▸ Task prompt
Make an exact copy of the records below. Include every line.
== Segment start ==
PR #1033, opened 2018-04-26
add clarifying note about foreign resource exception

mattgarrish:
As discussed on the 2018-04-26 telecon, this a possible clarifying note about why we allow some foreign resources without fallbacks. Text of the note is as follows:

> This exception allows Authors to include resources in the EPUB Container that are not for use by EPUB Reading Systems. The primary case for this exception is to allow data files to travel with an EPUB Publication, whether for use by scripts in its constituent EPUB Content Documents or for use by external applications (e.g., a scientific journal might include a data set with instructions on how to extract it from the EPUB Container).


GarthConboy:
I'm okay with this.

dauwhe (approved):

PR #1034, opened 2018-04-27
reading systems should treat deprecated rendition:spread "portrait" like "both"

mattgarrish:
As discussed on the 2018-04-26 telecon, this PR adds a reading system recommendation to treat portrait like spread:

> Reading Systems SHOULD treat the value "<code>portrait</code>" as a synonym of "<code>both</code>" and create spreads regardless of orientation.


GarthConboy (approved):
LGTM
== Segment end ==
▸ Solved exercise
PR #1033, opened 2018-04-26
add clarifying note about foreign resource exception

mattgarrish:
As discussed on the 2018-04-26 telecon, this a possible clarifying note about why we allow some foreign resources without fallbacks. Text of the note is as follows:

> This exception allows Authors to include resources in the EPUB Container that are not for use by EPUB Reading Systems. The primary case for this exception is to allow data files to travel with an EPUB Publication, whether for use by scripts in its constituent EPUB Content Documents or for use by external applications (e.g., a scientific journal might include a data set with instructions on how to extract it from the EPUB Container).


GarthConboy:
I'm okay with this.

dauwhe (approved):

PR #1034, opened 2018-04-27
reading systems should treat deprecated rendition:spread "portrait" like "both"

mattgarrish:
As discussed on the 2018-04-26 telecon, this PR adds a reading system recommendation to treat portrait like spread:

> Reading Systems SHOULD treat the value "<code>portrait</code>" as a synonym of "<code>both</code>" and create spreads regardless of orientation.


GarthConboy (approved):
LGTM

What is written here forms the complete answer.